━━━ MATERIAL PROVIDED ━━━

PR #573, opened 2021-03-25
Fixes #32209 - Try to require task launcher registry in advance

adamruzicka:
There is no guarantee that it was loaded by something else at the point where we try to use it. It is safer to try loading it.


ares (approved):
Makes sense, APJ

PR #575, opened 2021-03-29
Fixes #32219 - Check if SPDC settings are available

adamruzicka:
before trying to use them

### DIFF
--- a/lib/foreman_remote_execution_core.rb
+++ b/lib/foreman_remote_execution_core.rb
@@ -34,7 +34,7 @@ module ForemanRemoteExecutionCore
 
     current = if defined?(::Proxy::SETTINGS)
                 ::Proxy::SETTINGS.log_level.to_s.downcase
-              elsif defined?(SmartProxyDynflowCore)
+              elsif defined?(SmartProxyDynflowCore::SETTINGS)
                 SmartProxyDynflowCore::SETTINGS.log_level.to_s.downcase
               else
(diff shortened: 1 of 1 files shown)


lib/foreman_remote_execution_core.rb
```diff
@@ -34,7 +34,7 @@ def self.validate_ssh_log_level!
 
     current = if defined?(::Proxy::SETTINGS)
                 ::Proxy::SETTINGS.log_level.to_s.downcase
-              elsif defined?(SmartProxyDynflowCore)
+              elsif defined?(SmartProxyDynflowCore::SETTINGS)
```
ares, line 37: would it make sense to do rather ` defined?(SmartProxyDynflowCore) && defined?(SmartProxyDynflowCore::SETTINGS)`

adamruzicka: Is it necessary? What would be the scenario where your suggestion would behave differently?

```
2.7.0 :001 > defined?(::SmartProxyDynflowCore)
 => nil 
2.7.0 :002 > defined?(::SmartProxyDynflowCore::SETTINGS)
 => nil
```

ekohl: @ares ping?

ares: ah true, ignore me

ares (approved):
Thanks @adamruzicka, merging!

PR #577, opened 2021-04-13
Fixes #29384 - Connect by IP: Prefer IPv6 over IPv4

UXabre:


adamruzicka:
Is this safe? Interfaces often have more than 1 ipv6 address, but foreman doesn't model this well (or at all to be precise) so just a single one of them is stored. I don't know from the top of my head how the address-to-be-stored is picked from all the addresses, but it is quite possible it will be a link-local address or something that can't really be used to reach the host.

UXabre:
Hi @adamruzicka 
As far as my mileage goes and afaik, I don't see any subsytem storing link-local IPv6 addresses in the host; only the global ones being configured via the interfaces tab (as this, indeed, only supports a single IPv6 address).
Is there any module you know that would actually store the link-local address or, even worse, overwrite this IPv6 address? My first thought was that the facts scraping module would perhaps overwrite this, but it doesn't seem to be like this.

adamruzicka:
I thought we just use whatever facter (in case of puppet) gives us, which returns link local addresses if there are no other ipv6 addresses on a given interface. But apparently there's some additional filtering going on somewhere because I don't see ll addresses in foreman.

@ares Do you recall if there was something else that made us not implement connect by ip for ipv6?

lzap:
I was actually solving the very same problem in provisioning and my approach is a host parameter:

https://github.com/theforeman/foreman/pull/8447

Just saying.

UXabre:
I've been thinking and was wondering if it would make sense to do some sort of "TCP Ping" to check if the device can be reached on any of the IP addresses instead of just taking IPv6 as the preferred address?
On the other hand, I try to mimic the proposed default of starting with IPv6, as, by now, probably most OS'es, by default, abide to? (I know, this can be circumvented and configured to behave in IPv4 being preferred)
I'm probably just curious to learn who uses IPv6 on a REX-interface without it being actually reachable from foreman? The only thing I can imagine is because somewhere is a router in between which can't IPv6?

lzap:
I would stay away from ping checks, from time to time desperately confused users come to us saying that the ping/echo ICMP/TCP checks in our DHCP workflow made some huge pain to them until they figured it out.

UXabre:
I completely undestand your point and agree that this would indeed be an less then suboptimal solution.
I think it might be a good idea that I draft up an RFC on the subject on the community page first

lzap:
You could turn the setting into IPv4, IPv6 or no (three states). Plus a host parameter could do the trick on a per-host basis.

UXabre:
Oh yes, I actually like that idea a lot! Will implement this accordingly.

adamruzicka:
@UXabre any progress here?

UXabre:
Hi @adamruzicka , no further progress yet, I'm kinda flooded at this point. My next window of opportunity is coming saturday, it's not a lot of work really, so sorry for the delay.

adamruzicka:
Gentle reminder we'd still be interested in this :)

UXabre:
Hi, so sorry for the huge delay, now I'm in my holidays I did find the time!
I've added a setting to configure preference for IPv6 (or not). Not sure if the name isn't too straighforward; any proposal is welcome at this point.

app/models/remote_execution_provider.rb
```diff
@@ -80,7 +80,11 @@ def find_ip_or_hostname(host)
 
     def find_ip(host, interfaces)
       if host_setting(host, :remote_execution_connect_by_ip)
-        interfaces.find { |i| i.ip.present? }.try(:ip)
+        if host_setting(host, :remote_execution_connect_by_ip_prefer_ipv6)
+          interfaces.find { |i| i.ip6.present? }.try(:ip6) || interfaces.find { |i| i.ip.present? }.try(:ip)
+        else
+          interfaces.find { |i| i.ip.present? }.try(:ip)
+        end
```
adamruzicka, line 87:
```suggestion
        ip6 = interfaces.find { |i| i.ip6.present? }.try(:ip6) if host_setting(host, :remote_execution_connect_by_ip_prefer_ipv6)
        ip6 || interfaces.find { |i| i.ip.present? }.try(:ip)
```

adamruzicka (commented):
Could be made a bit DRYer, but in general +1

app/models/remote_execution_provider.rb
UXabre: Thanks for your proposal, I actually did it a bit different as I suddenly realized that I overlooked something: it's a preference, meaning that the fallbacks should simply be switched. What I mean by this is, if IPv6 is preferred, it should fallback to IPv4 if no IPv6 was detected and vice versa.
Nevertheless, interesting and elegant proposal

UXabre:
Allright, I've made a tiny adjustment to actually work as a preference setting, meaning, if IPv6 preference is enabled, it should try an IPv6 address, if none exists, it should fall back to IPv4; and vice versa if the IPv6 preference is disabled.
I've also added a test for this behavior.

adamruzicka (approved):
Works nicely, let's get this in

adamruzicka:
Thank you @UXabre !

━━━

**WHAT YOU ARE ASKED TO DO:**
An exact retyping of the lines from the one with "UXabre: Thanks for" to the end of the material above, with both ends included and nothing added, is the required answer.

**OUTPUT FOR THIS TASK:**
UXabre: Thanks for your proposal, I actually did it a bit different as I suddenly realized that I overlooked something: it's a preference, meaning that the fallbacks should simply be switched. What I mean by this is, if IPv6 is preferred, it should fallback to IPv4 if no IPv6 was detected and vice versa.
Nevertheless, interesting and elegant proposal

UXabre:
Allright, I've made a tiny adjustment to actually work as a preference setting, meaning, if IPv6 preference is enabled, it should try an IPv6 address, if none exists, it should fall back to IPv4; and vice versa if the IPv6 preference is disabled.
I've also added a test for this behavior.

adamruzicka (approved):
Works nicely, let's get this in

adamruzicka:
Thank you @UXabre !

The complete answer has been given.